MATERIAL FOR THIS EXERCISE Start Marker

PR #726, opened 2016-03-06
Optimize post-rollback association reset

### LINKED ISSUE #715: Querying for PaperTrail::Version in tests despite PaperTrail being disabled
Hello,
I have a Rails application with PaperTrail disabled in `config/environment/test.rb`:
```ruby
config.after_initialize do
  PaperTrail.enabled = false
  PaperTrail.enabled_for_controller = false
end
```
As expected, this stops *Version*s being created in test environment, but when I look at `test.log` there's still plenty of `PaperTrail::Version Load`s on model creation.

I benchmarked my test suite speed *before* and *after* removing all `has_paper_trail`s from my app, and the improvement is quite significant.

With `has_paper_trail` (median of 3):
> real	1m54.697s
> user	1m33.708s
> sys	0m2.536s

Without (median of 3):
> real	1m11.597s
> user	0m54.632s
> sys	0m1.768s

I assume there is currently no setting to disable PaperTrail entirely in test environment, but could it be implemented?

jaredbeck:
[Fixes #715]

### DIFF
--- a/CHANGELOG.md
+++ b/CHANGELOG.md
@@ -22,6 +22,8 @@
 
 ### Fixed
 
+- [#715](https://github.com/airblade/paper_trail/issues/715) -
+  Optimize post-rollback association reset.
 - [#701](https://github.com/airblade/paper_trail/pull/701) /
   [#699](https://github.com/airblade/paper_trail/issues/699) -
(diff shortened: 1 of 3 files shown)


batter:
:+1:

MATERIAL FOR THIS EXERCISE End Marker

# TRY IT:
The data given above must be transcribed exactly and completely.

# COMPLETED EXERCISE:
PR #726, opened 2016-03-06
Optimize post-rollback association reset

### LINKED ISSUE #715: Querying for PaperTrail::Version in tests despite PaperTrail being disabled
Hello,
I have a Rails application with PaperTrail disabled in `config/environment/test.rb`:
```ruby
config.after_initialize do
  PaperTrail.enabled = false
  PaperTrail.enabled_for_controller = false
end
```
As expected, this stops *Version*s being created in test environment, but when I look at `test.log` there's still plenty of `PaperTrail::Version Load`s on model creation.

I benchmarked my test suite speed *before* and *after* removing all `has_paper_trail`s from my app, and the improvement is quite significant.

With `has_paper_trail` (median of 3):
> real	1m54.697s
> user	1m33.708s
> sys	0m2.536s

Without (median of 3):
> real	1m11.597s
> user	0m54.632s
> sys	0m1.768s

I assume there is currently no setting to disable PaperTrail entirely in test environment, but could it be implemented?

jaredbeck:
[Fixes #715]

### DIFF
--- a/CHANGELOG.md
+++ b/CHANGELOG.md
@@ -22,6 +22,8 @@
 
 ### Fixed
 
+- [#715](https://github.com/airblade/paper_trail/issues/715) -
+  Optimize post-rollback association reset.
 - [#701](https://github.com/airblade/paper_trail/pull/701) /
   [#699](https://github.com/airblade/paper_trail/issues/699) -
(diff shortened: 1 of 3 files shown)


batter:
:+1:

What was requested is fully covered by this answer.